Internal LogicaCMG RADRace: Oracle ADF wins
Monday 23 January 2006 @ 12:43 pm

Last friday and saturday LogicaCMG organised an internal RADRace. The man who made the assignment was nobody other than Ivan Verborgh, the man who makes the assignments for the international RADRace.

The assignment was to make a webbased application with which people could apply for a license plate. It had to contain at least:

  • Multi-lingual screens
  • A webservice for checking credit card codes
  • Role based authorisation, different functions for different roles
  • Wizard like registration process
  • And of course lots of business rules

Last year we (Reza Ahmadi and I) entered using Oracle Designer and Oracle Forms (after realising we didn’t have enough knowledge of Oracle ADF) and had the pleasure to win.

This year we (Gideon Liem and I) entered using Oracle JDeveloper 10.1.2 and the Oracle ADF framework. We had prepared a kick-start application that contained a new look-and-feel (Using custom renderers in UIX) and some authentication method.

From there we built almost the complete application. In the end the following stack of technologies were used:

  • Oracle Database 10g (as the big Datastore, we can use another database?)
  • Oracle OC4J stand-alone (as the application server)
  • A small SMTP server, called JES
  • Oracle ADF Business Components (as the persistence layer)
  • Oracle’s implementation of JSR-227 (as the binding layer, between the persistence and the view layer)
  • Oracle ADF UIX (as the view layer layer)
  • Apache Axis (as the webservice engine)
  • Apache jUDDI (as the webservice registry)
  • UDDI4j from Sourceforge (communication with the registry)
  • Apache WSIF (communication with the webservice)
  • Apache POI (generating Excel reports)
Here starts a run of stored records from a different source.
PR #772, opened 2022-02-18
Tidy require/import code actions and refactorings

mainej:
The aim of this commit is not to change any behavior but to simplify and clarify several pieces of code, especially around the generation of actions. I was inspired to try to clean up the actions by a [comment](https://github.com/clojure-lsp/clojure-lsp/pull/716#discussion_r804280479) @ericdallo made in a previous PR.

First, in `add-missing-libspec` and `code-actions` it reorganizes the code related to generating actions. To me, this code is much more succinct now, though of course that's subjective.

Second, in the `parser`, it separates parsing from cursor positioning. When these two responsibilities are separate, they are easier to compose.

Related to this separation, there's a small performance improvement for code action generation. We now avoid parsing the code once per combination of diagnostic and possible resolution, and instead parse once, repositioning the cursor as necessary.

There's also a small performance improvement in snippet generation, where we avoid parsing the file a second time. This fix was mentioned in [#764][764].

The parser refactoring exposed the fact that `parser/safe-zloc-of-string` was actually only _mostly_ safe. It recovered from several errors related to parsing incomplete Clojure, but would still throw if the string was invalid Clojure. Its name has been updated, and a new version added that will return nil for invalid Clojure. This safe version should be used in more places, with the calling code handling nils instead of relying on exceptions to be thrown. This additional cleanup hasn't been completed.

[764]: https://github.com/clojure-lsp/clojure-lsp/pull/764

### DIFF
--- a/lib/src/clojure_lsp/feature/completion.clj
+++ b/lib/src/clojure_lsp/feature/completion.clj
@@ -323,9 +323,8 @@
                          :detail (str "java.util." sym)
                          :priority :java})))))
 
-(defn ^:private merging-snippets [items cursor-loc matches-fn text row col settings]
-  (let [next-loc (parser/safe-loc-at-pos text row (inc col))
-        snippet-items-by-label (->> (concat
+(defn ^:private merging-snippets [items cursor-loc next-loc matches-fn settings]
+  (let [snippet-items-by-label (->> (concat
                                       (f.completion-snippet/known-snippets settings)
                                       (f.completion-snippet/build-additional-snippets cursor-loc next-loc settings))
                                     (map #(assoc %
@@ -356,11 +355,13 @@
        not-empty))
 
 (defn completion [uri row col db]
-  (let [{:keys [text]} (get-in @db [:documents uri])
-        cursor-loc (when-let [loc (parser/safe-loc-at-pos text row col)]
+  (let [root-zloc (parser/safe-zloc-of-file @db uri)
+        ;; (dec col) because we're completing what's behind the cursor
+        cursor-loc (when-let [loc (some-> root-zloc (parser/to-pos row (dec col)))]
                      (when (or (not (-> loc z/node meta))
                                (= row (-> loc z/node meta :row)))
-                       loc))]
+                       loc))
+        next-loc (some-> root-zloc (parser/to-pos row col))]
     ;; When not on a symbol or keyword, we want to return all valid completions
     ;; (almost 1000 in an empty file), even though it's expensive to compute.
     ;; The one exception is in comments. Some editors (nvim + coc.nvim) request
@@ -443,7 +444,7 @@
 
                       (and support-snippets?
                            simple-cursor?)
-                      (merging-snippets cursor-loc matches-fn text row col settings)))]
+                      (merging-snippets cursor-loc next-loc matches-fn settings)))]
         (sorting-and-distincting-items items)))))
 
 (defn ^:private resolve-item-by-ns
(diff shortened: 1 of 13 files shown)


lib/src/clojure_lsp/feature/completion.clj
```diff
@@ -356,11 +355,13 @@
        not-empty))
 
 (defn completion [uri row col db]
-  (let [{:keys [text]} (get-in @db [:documents uri])
-        cursor-loc (when-let [loc (parser/safe-loc-at-pos text row col)]
+  (let [root-zloc (parser/safe-zloc-of-file @db uri)
+        ;; (dec col) because we're completing what's behind the cursor
+        cursor-loc (when-let [loc (some-> root-zloc (parser/to-pos row (dec col)))]
```
ericdallo, line 360: Coud we have any different behaviors we are not aware because of this `(dec col)` that we were not doing before, I wonder what issues we could solve with that `dec` or any issues we could cause

lib/src/clojure_lsp/parser.clj
```diff
@@ -76,36 +76,36 @@
...
-      (if-let [node (handle-end-slash-code text e)]
-        node
-        (if-let [node (handle-keyword-with-end-slash-code text e)]
-          node
-          (if-let [node (handle-single-colon-code text e)]
-            node
-            (throw e)))))))
+      (or (handle-end-slash-code text e)
+          (handle-keyword-with-end-slash-code text e)
+          (handle-single-colon-code text e)
```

One of the things that were most difficult for us was the refactoring of the data. Ivan had prepared the challenge in a way that we got the data as two big denormalised tables. Part of the challenge was to normalise the data so you could use it for your application. It took us the morning of the first day and the first hour of the afternoon to get the database right.

After that the framework kicked in: generation of the persistence layer is really a breeze. When you just had the rule of thumb to code your screens on your tables (don’t think in Objects if you got tables… it makes sence to see the whole picture and combine the two). UIX pages are the view layer we used in projects the last year and we have become quite proficient with them. The binding layer makes it possible to get your model and just drag them tables into the screen and have them work. Most of the time we could do what building an application is about: building the business logic that matters… All else should be simple, easy and quickly done.

Rest us to say we had the pleasure to finish first in the contest. Unfortunatly our competitors that used JHeadstart had to drop out for the second day (for personal reasons), we would have really liked to compare their result with ours.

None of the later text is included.